I thought I’d share a couple placed that noticed what we’re doing here at Sex Within Marriage, and what some of our fellow bloggers are doing. I should warn you, I’m linking to non-Christian sites, so guard yourself. If you have problems with that, don’t click on the links.
First we have AlterNet.org. In March of this year, Carrie Weisman posted an article titled Holy Anal Beads! Christian Sex Industry Is Kinkier Than You’d Think in which she discussed the Christian sex toy industry and her surprise at how sex positive it is, and not just about the missionary position.

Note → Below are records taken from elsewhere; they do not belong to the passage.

PR #413, opened 2026-09-13
fix(system): MakeMovingHomotopy decides row identity on the canonical encoding, not a 6-digit rendering

### LINKED ISSUE #391: MakeMovingHomotopy: 'identical moving row' guard compares 6-digit renderings, so distinct rows are falsely refused
## Summary

`MakeMovingHomotopy` decides whether two moving rows are "identical" by comparing the
strings that `operator<<` produces for them. That stream uses the default `ostream`
precision — **6 significant digits** — so two genuinely different linear forms that agree
to 6 digits are declared identical and the homotopy is **refused**:

```
MakeMovingHomotopy: moving row 0 (`0.735966*x+(-2408.97)+0.593277*y+(-0.890232)*z`)
is identical in start_moving and end_moving, so it does not move; put non-moving
equations in `fixed` instead.
```

The threshold is **relative**: ~1e-6 of the constant's magnitude. At coefficients of order
1 it is 1e-6 and invisible; at order 2400 it is ~2.4e-3, which is easily inside the range
of legitimately distinct slice values. So this only bites at larger coordinate scales,
which is what makes it look sporadic.

This is a **false positive in a guard that aborts a valid computation**.

## Reproducer

```python
import bertini, bertini.nag_algorithm as na

bertini.default_precision(30)
x, y, z = bertini.variables(list('xyz'))

fixed = bertini.System(); fixed.add_variable_group([x, y, z])
fixed.add_functions([x**2 - y**2*z])

def lin(const):
    S = bertini.System(); S.add_variable_group([x, y, z])
    S.add_functions([bertini.coefficient('0.735966')*x
                     + bertini.coefficient('0.593277')*y
                     - bertini.coefficient('0.890232')*z
                     - bertini.coefficient(const)])
    return S

for d in ('1e-12', '1e-8', '1e-5', '1e-3', '1e-2', '1e-1'):
    v2 = repr(2408.97 + float(d))
    try:
        na.moving_homotopy(fixed, lin('2408.97'), lin(v2))
        print(f"delta={d:>6}  moved OK")
    except RuntimeError as e:
        print(f"delta={d:>6}  REFUSED: {'identical' in str(e)}")
```

Output:

```
delta= 1e-12  REFUSED: True
delta=  1e-8  REFUSED: True
delta=  1e-5  REFUSED: True
delta=  1e-3  REFUSED: True      <-- genuinely different rows, 1e-3 apart
delta=  1e-2  moved OK
delta=  1e-1  moved OK
```

A delta of `1e-3` at a constant of `2408.97` is a perfectly meaningful separation — those
are two different slices — and it is refused.

## Cause

`core/src/system/system.cpp` (~1840):

```cpp
auto function_strings = [](System const& s) {
    std::vector<std::string> out;
    for (auto const& f : s.NaturalFunctionsAsNodes())
    {
        std::ostringstream ss;
        ss << f;                       // default precision: 6 significant digits
        out.push_back(ss.str());
    }
    return out;
};
...
for (size_t i = 0; i < start_funcs.size(); ++i)
    if (start_funcs[i] == end_funcs[i])
        throw std::runtime_error("MakeMovingHomotopy: moving row ... is identical ...");
```

The same `function_strings` output also backs the check just above it (the "function appears
in both the fixed system and the moving rows" throw), so **both guards share the defect**: a
fixed function that merely *renders* like a moving one would also throw spuriously.

## Why this is the wrong tool, by the project's own rule

`docs/adr/0042` and the repo's own guidance are explicit that the canonical encodings are
digest **preimages, never presentation**, and that human-readable renders are derived views
free to change. `operator<<` is presentation. Using it to make an **identity decision** is
exactly the inversion that rule forbids — and it silently couples a correctness guard to a
formatting default.

The exact-value encoder this needs already exists in tree:

```cpp
// core/include/bertini2/function_tree/canonical_encoding.hpp
std::string CanonicalEncoding(std::shared_ptr<Node> const& root);
```

## Suggested fix

1. Compare with `CanonicalEncoding(f)` instead of `ss << f` in `function_strings` — exact
   values, no formatting dependence. Keep `operator<<` for the *message* text, which is
   presentation and appropriate there.
2. Apply to both guards (the fixed-vs-moving check and the start-vs-end check).
3. Consider whether string identity is the right predicate at all: two structurally different
   but mathematically identical rows still pass. Evaluating `start - end` at a random point
   would be a stronger test. At minimum, exact encoding removes the false positives.
4. A regression test with two rows differing at the 1e-3 level on a ~1e3-magnitude constant
   would have caught this; the scale dependence is the part that makes it easy to miss.

## Impact — measured on the real failure, not just the synthetic case

Hit in a surface cell decomposition (whitney `x^2 - y^2 z`, a component whose bounding
sphere has radius ~1275, so projection values run to a few thousand). A slice curve's fiber
move between two adjacent critical values was refused, aborting the whole decomposition.

I caught the refusal and evaluated `start_moving` and `end_moving` at two independent random
points to check whether the rows really were identical:

```
trial0 row0:  start = -2404.4890203631344
              end   = -2404.4890010320519
              DIFFERENCE = -1.933108e-05   (relative 8.04e-09)

trial1 row0:  start = -2406.9979659498613
              end   = -2406.9979466187788
              DIFFERENCE = -1.933108e-05   (relative 8.03e-09)

rendered start: 0.735966*x+(-2408.97)+0.593277*y+(-0.890232)*z
rendered end  : 0.735966*x+(-2408.97)+0.593277*y+(-0.890232)*z
```

The two rows differ by a consistent `1.93e-05` and render identically. The caller was moving
between two distinct slices; the guard asserted otherwise and killed the run.

## Environment

- b2 `VERSION` 3.5.0.dev0, branch `feature/eval-precision-tolerant` @ `c24bdc2e`
- installed dist `bertini2` 2.0.2
- Python 3.14.5, Linux aarch64

ofloveandhate:
Fixes #391.

Both of `MakeMovingHomotopy`'s identity guards compared functions via `operator<<`.
That is a **presentation** rendering — the default ostream precision is 6 significant
digits — so two genuinely different moving rows that happened to agree to 6 digits
compared *equal*, and a valid deformation was refused with a message asserting its two
endpoints were the same row.

The collision is ~1e-6 **relative**, so it bites at every coordinate scale rather than
only large ones. Measured refusals at rows 1e-3 apart on a constant of 2409, and
1.6e-7 apart on a constant of 0.163.

Found by a surface cell decomposition whose two adjacent slice values were 1.93e-05
apart at magnitude 2409 — distinct by ~7 orders of magnitude relative to their own
1.8e-12 accuracy. The caller was right; the guard was wrong.

## Fix

Identity now uses `node::CanonicalEncoding`, the exact-value encoding the content
digests are built on. This is the preimage-not-presentation distinction that ADR-0042
exists to enforce, applied to an identity decision that had quietly been coupled to a
formatting default. `operator<<` is retained for the human-readable message text.

Fixed in **both** guards, not only the one that bit — the
fixed-function-duplicated-in-moving-rows check shared the same comparison.

## Tests

Regression test in `core/test/classes/moving_homotopy_test.cpp` covering rows that
agree to 6 digits but differ exactly.

---

### DIFF
--- a/CHANGELOG.md
+++ b/CHANGELOG.md
@@ -67,6 +67,24 @@ _______________________________________________________________________________
 
 _______________________________________________________________________________
 
+## [3.5.0] - unreleased
+
+A correctness fix to the `MakeMovingHomotopy` guards: they decided function identity on a
+*presentation* rendering, which silently refused valid homotopies.
+
+### Fixed
+
+- `MakeMovingHomotopy` no longer rejects a valid deformation whose two moving endpoints merely
+  *print* the same.  Both of its guards (a fixed function duplicated in the moving rows, and a
+  moving row identical at both endpoints) compared functions via `operator<<`, whose default
+  stream precision is **6 significant digits** -- so two genuinely different rows agreeing to 6
+  digits compared equal and the homotopy was refused with a message asserting the endpoints were
+  the same row.  The collision is ~1e-6 *relative*, so it bit at every coordinate scale.  Identity
+  is now decided on `node::CanonicalEncoding` -- the exact-value encoding the content digests are
+  built on (ADR-0042) -- while `operator<<` is still used for the human-readable message text.
+  Found by a surface cell decomposition whose slice values were 1.9e-5 apart at a magnitude of
+  2409, and reproduced at order one (0.162749 vs 0.1627491).  (bertiniteam/b2#391)
+
 ## [3.4.0] - 2026-07-16
 
 A one-call way to build a linear slice that passes through a chosen point, an endgame-hardening
--- a/core/src/system/system.cpp
+++ b/core/src/system/system.cpp
@@ -29,6 +29,7 @@
 #include "bertini2/system/system.hpp"
 #include "bertini2/system/slice.hpp"   // for System::Slices() (needs the full Slice type)
 #include "bertini2/function_tree/find.hpp"
+#include "bertini2/function_tree/canonical_encoding.hpp"  // exact-value identity (issue #391)
 
 #include <algorithm>
 #include <sstream>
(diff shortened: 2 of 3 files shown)


ofloveandhate (commented):
yep.  spot-on.  I really do like the album i'm listening to.  Musca, dang, it's sooo good.

Issue #27, opened 2016-05-11
Bertini hangs when run in parallel


adamjstewart:
I'm trying to install Bertini for a user and I'm running into a problem. After downloading the MPI2 version of Bertini for 64 bit Linux (either 1.4.1 or 1.5) and extracting it, I try the following commands:
```bash
mpirun -np 1 bertini -help
mpirun -np 2 bertini -help
```
The first command completes successfully. However, when I run the second command, it prints the help message, but afterwards hangs and never returns control to the command line. Is this expected behavior? I'm not sure if there's a better way to test the software than this.

aliddell:
This is the expected behavior. From the original developer: "only the head node check for the '-help' command and exits while the workers wait to perform computations." This is to show that the individual workers are created (i.e., MPI is working properly).

adamjstewart:
@aliddell: Thanks for the good news!

PR #414, opened 2026-09-13
feat(bindings): runtime get/set for PowerSeriesConfig and CauchyConfig on endgame objects

ofloveandhate:
The flavor-specific endgame configs were **constructor-only**. Once an endgame object
existed — for example the one a `HomotopySolver` builds internally — there was no way to
reach `PowerSeriesConfig.max_cycle_number`, `CauchyConfig.maximum_cauchy_ratio`,
`num_consecutive_same_cycle_number` and friends. That is unlike the generic
`EndgameConfig` / `SecurityConfig`, which already have `get/set_endgame_settings` and
`get/set_security_settings` on `EndgameBaseVisitor`.

## Change

* `get/set_powerseries_settings` on `PowerSeriesVisitor`
* `get/set_cauchy_settings` on `CauchyVisitor`

mirroring the existing generic accessors (`Configured::Get<T>` / `Set<T>`). `get` returns
a detached copy (`copy_const_reference`); mutate it and hand it back through `set`. The
pure-Python endgame wrapper forwards these via `__getattr__`, so they are reachable on the
`bertini.endgame.*` classes directly.

## Why

This unlocks tuning the singular-endpoint gates from Python at runtime — in particular
running a tracked connection through Cauchy with a permissive `maximum_cauchy_ratio`
instead of a track-then-guess fallback. Part of #27.

## Tests

Round-trip, detached-copy, and mutated-endgame-still-runs, in both flavor test files.
Full endgame suite (27 tests) green.

---

### DIFF
--- a/python/test/tracking/cauchy_endgame_test.py
+++ b/python/test/tracking/cauchy_endgame_test.py
@@ -270,3 +270,47 @@ def test_amp_cauchy_cycle_num_2(quadratic_homotopy, precision):
     assert code == SuccessCode.Success
     assert mp.abs(fa[0] - mpfr_complex(1)) < 1e-5
     assert eg.cycle_number() == 2
+
+
+# ---------------------------------------------------------------------------
+# flavor-config runtime accessors (get/set_cauchy_settings)
+# ---------------------------------------------------------------------------
+
+def test_amp_cauchy_flavor_config_setters(quadratic_homotopy):
+    """get/set_cauchy_settings round-trips, returns a DETACHED copy, and a mutated
+    endgame still runs.  Regression for the constructor-only flavor-config gap:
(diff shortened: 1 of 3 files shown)


python/test/tracking/cauchy_endgame_test.py
ofloveandhate, line 1: I still find the manipulation of tracker and algorithm settings awkward, as this test code proves.  Future work.  What's written here is decent, given the interface.  I wonder if the got settings, should be a reference and not a copy, so that modifications make their way in?  still, this is ok.

ofloveandhate (commented):
Not my absolute fave interface to have arrived at -- it's verbose.  But i'll take it, and continue to work on the interface in the future.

Now, I don’t sell toys, but I’m quoted as someone who has written on the subject in my post Are sex toys allowed in a Christian marriage:
The site Sex Within Marriage offers an explanation even the most strident atheists could accept. In response to the Bible’s silence on sex toys, they say, “Logically, there is one basic guideline I think we should use: Any toy should be used to enhance the relationship with your spouse. If it detracts from it, or becomes the focus, or your relationship becomes dependent on it, then it’s harming you, not helping. Get rid of it.” Fair enough.
So, while the post is sort of poking fun at the crazy Christians, they are at least acknowledging that we make some good points, and educating the world that Christians have sex too … good sex even. And, I think, in part, this can help people be a bit more open minded about Christianity. I mean, who would want to look into a religion when your opinion of them is that they have boring sex lives?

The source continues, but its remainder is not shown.